TRY IT - Each line of the records containing "over" is to be copied out and returned.

SUPPLIED DATA -
**********
PR #132, opened 2024-02-20
Support deserialization of partial trees

ftomassetti:
Until now we were expecting to receive entire trees. In other words to receive some node with a null parent and other nodes directly or indirectly connected to such roots. In this way we were able to unserialize the tree properly, setting the parents for all nodes.

However, with support for proper partitions being introduced, we may want to ask for specific root nodes (or smaller trees) and not always to get the whole partition. So we may need to be able to unserialize trees that refer to parents we did not receive. We therefore ask support for this. In that case the parents not transmitted in the chunk will be set to null. 

In the future we may want to specify some form of NodeResolver.

### DIFF
--- a/core/src/main/java/io/lionweb/lioncore/java/serialization/JsonSerialization.java
+++ b/core/src/main/java/io/lionweb/lioncore/java/serialization/JsonSerialization.java
@@ -22,6 +22,16 @@ import javax.annotation.Nonnull;
 import javax.annotation.Nullable;
 
 /**
+ * When deserializing a tree, we either extract an entire partitions (and perhaps all the referred
+ * partitions) or we will get references to nodes (for example, parents or ancestors) outside of the
+ * scope of the tree extracted. This policy specifies what we do with such references.
+ */
+enum UnknownNodePolicy {
+  NULL_REFERENCES,
+  THROW_ERROR
+}
+
+/**
  * This class is responsible for deserializing models.
  *
  * <p>The deserialization of each node _requires_ the deserializer to be able to resolve the Concept
@@ -100,6 +110,8 @@ public class JsonSerialization {
 
   private final LocalClassifierInstanceResolver instanceResolver;
 
+  private UnknownNodePolicy unknownNodePolicy = UnknownNodePolicy.THROW_ERROR;
+
   private JsonSerialization() {
     // prevent public access
     classifierResolver = new ClassifierResolver();
@@ -131,6 +143,15 @@ public class JsonSerialization {
   public void enableDynamicNodes() {
     instantiator.enableDynamicNodes();
     primitiveValuesSerialization.enableDynamicNodes();
+  }
+
+  public @Nonnull UnknownNodePolicy getUnknownNodePolicy() {
+    return this.unknownNodePolicy;
+  }
+
+  public void setUnknownNodePolicy(@Nonnull UnknownNodePolicy unknownNodePolicy) {
+    Objects.requireNonNull(unknownNodePolicy);
+    this.unknownNodePolicy = unknownNodePolicy;
   }
 
   //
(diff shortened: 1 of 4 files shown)


enikao:
I think we can make a clear distinction: The lowlevel stuff (`SerializedClassifierInstance` etc.) should work just fine with unknown node ids. As soon as we cross over to the higher-level API, they _must_ be resolved -- otherwise we cannot hold any of the semantic guarantees.

I only had a glimpse on this PR, so I don't know how it compares to this idea.

ftomassetti:
> I think we can make a clear distinction: The lowlevel stuff (`SerializedClassifierInstance` etc.) should work just fine with unknown node ids. 

Yes, I agree and this is how the code works

> As soon as we cross over to the higher-level API, they _must_ be resolved -- otherwise we cannot hold any of the semantic guarantees.

Well, yes, but that means that if I am interested in retrieve _any_ node, I must get all the nodes connected and referred on the Client side, otherwise I cannot unserialize the tree.

So if I have a large partition, containing many trees directly under it, when I get any node within that partition I also need to get (or already have somehow on the client) all the parents, up to the partition, and then all the children and descendant of the partition. So I need to get a lot of stuff.

I suggest having the possibility to ask for subtrees and get the subtree that is of interest "cutting away" the parent and their ancestors, but doing that only explicitly (i.e., passing a flag indicating this is the behavior expected). When not setting the flag asking for anything but an entire partition just fails, as we do not have the nodes that we need to refer from one subtree

ftomassetti:
Perhaps we can use some form of proxy or placeholder, but I think it would be important to have a way to retrieve and unserialize something smaller than an entire partition. And if we decide to forbid that, then we should redefine the bulk APIs to specify that only partitions can be retrieve, and not anything smaller.

enikao:
Bulk API explicitly supports partial trees, so your approach makes sense.

Regarding the implementation, it looks good.
The only think I'm not so sure about is the API with the boolean flag. We already see that you had to change lots of places. Any future change (e.g. providing a NodeResolver) would involve at least as many changes. Maybe we should introduce a builder or config to encapsulate that?

ftomassetti:
> The only think I'm not so sure about is the API with the boolean flag. We already see that you had to change lots of places. Any future change (e.g. providing a NodeResolver) would involve at least as many changes. Maybe we should introduce a builder or config to encapsulate that?

We could make this a setting of JsonSerialization. It would probably make sense. I will refactor the code accordingly.

core/src/main/java/io/lionweb/lioncore/java/serialization/JsonSerialization.java
```diff
@@ -21,6 +21,16 @@
 import javax.annotation.Nonnull;
 import javax.annotation.Nullable;
 
+/**
+ * When deserializing a tree, we either extract an entire partitions (and perhaps all the referred
+ * partitions) or we will get references to nodes (for example, parents or ancestors) outside of the
+ * scope of the tree extracted. This policy specifies what we do with such references.
+ */
+enum UnknownNodePolicy {
```
enikao, line 29: This policy is only about unknown _parents_, correct? Unknown annotations / children / reference targets are not affected. We should reflect that in the name.

enikao:
By the way, we _can_ have results from bulk API that don't contain children -- if we set the maxDepth parameter. We might want to deal with that too (maybe in a different PR).

core/src/main/java/io/lionweb/lioncore/java/serialization/JsonSerialization.java
ftomassetti: Right, I will do that

ftomassetti:
> By the way, we _can_ have results from bulk API that don't contain children -- if we set the maxDepth parameter. We might want to deal with that too (maybe in a different PR).

Good point. I will create an issue for that

ftomassetti:
I have created a follow-up issue for dealing with missing children, have renamed the enum to UnknownParentPolicy, and rebased on master

enikao (approved):

ftomassetti:
Thank you @enikao !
**********
ANSWER SPACE -
I think we can make a clear distinction: The lowlevel stuff (`SerializedClassifierInstance` etc.) should work just fine with unknown node ids. As soon as we cross over to the higher-level API, they _must_ be resolved -- otherwise we cannot hold any of the semantic guarantees.
> As soon as we cross over to the higher-level API, they _must_ be resolved -- otherwise we cannot hold any of the semantic guarantees.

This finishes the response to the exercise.